▸ Task: Determine how many lines in the records hold the word "shown". Return the number alone.

▸ Dataset:

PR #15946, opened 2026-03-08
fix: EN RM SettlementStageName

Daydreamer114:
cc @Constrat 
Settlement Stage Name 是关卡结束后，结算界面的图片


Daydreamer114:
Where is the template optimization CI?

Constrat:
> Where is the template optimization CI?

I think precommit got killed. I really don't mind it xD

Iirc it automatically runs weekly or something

---

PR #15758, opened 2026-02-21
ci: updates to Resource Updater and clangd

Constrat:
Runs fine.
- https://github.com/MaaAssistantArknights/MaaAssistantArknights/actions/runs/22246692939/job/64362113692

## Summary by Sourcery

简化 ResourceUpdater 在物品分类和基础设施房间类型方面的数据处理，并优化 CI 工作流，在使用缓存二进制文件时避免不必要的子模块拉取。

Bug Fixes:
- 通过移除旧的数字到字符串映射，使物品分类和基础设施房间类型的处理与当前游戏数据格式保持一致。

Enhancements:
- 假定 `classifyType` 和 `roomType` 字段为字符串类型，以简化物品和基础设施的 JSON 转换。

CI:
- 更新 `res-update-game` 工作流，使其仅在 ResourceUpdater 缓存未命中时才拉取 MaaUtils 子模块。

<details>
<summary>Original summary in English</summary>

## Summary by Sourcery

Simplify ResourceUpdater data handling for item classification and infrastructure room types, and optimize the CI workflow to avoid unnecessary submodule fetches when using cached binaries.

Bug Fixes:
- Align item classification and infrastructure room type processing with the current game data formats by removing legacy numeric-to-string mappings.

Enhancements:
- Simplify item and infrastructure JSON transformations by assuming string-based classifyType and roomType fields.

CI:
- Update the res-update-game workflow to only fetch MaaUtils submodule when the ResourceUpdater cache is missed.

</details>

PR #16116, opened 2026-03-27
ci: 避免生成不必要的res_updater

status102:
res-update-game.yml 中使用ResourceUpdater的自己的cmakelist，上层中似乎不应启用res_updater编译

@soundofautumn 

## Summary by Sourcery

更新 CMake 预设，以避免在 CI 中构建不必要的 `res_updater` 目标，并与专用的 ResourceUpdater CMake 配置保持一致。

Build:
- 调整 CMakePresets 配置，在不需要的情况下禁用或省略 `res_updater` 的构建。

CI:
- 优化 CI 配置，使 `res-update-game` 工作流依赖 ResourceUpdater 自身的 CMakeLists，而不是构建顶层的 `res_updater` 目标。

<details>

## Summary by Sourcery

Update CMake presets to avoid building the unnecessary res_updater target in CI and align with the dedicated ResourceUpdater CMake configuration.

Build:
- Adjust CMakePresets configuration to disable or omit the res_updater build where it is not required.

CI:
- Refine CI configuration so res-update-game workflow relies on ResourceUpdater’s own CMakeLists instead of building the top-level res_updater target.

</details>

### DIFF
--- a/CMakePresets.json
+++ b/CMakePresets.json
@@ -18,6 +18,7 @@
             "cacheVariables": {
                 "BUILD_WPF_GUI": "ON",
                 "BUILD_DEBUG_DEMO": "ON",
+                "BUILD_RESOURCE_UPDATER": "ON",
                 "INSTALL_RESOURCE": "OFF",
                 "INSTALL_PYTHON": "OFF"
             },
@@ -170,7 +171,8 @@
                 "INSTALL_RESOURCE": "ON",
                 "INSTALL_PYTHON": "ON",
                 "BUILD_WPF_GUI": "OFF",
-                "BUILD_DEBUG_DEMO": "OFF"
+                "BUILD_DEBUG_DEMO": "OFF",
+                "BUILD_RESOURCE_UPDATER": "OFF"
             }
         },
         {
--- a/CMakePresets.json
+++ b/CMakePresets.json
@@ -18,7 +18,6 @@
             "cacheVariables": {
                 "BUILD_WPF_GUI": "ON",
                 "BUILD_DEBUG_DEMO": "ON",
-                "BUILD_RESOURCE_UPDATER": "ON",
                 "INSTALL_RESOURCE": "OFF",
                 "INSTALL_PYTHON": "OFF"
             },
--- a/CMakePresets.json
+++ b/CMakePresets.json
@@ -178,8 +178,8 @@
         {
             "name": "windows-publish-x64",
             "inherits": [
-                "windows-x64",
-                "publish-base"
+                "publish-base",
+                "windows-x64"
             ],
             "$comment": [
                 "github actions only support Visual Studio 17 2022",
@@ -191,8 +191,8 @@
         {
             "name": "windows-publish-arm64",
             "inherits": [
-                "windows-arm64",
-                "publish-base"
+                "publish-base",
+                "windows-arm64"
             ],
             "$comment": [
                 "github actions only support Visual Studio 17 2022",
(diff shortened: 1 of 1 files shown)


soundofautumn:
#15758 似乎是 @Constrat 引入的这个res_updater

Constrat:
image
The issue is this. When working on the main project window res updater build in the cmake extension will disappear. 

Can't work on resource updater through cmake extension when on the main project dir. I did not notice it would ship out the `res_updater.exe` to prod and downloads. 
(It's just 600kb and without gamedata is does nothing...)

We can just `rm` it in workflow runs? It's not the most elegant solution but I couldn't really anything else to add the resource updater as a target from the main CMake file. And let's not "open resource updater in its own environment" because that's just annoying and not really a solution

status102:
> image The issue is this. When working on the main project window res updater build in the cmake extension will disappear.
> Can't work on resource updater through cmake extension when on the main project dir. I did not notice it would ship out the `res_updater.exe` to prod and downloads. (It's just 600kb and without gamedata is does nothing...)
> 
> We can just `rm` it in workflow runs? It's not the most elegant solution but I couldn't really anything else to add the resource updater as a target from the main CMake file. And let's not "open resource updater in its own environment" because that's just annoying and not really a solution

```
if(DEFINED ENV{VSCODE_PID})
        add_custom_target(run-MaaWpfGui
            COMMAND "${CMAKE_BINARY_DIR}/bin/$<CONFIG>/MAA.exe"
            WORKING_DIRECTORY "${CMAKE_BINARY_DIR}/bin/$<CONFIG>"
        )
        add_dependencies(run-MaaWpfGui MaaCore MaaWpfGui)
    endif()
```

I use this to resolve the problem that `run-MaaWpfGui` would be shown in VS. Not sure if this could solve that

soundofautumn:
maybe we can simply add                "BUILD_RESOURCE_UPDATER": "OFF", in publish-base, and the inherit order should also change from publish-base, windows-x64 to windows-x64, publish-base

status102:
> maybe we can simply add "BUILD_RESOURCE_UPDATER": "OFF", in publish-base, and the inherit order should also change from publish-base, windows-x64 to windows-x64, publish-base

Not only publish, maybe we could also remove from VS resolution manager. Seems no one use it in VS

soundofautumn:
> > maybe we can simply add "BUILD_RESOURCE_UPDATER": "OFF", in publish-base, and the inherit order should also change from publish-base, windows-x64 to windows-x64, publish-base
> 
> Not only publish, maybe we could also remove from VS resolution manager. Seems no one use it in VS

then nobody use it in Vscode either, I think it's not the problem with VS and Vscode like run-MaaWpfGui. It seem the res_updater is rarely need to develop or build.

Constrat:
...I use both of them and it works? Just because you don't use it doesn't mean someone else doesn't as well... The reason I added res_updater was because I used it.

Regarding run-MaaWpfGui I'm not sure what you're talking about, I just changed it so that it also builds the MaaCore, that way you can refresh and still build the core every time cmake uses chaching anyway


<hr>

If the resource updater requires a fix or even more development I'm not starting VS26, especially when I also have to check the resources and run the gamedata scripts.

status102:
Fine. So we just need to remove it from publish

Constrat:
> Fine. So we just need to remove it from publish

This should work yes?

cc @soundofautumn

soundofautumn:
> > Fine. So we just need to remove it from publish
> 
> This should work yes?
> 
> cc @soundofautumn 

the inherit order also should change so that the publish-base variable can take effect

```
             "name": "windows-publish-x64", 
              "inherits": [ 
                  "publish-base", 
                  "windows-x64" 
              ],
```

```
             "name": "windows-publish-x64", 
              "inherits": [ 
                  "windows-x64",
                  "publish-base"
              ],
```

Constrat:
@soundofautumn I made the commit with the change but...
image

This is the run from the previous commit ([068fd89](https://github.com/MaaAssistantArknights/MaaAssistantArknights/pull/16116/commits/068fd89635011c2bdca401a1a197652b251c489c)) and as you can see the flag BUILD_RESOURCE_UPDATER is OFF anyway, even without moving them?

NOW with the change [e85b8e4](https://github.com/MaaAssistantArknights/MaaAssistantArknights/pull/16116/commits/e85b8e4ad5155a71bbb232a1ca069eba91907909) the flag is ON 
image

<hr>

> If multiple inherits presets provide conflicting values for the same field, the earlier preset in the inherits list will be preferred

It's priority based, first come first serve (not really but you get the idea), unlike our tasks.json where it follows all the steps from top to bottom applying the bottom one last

▸ Finished task: 2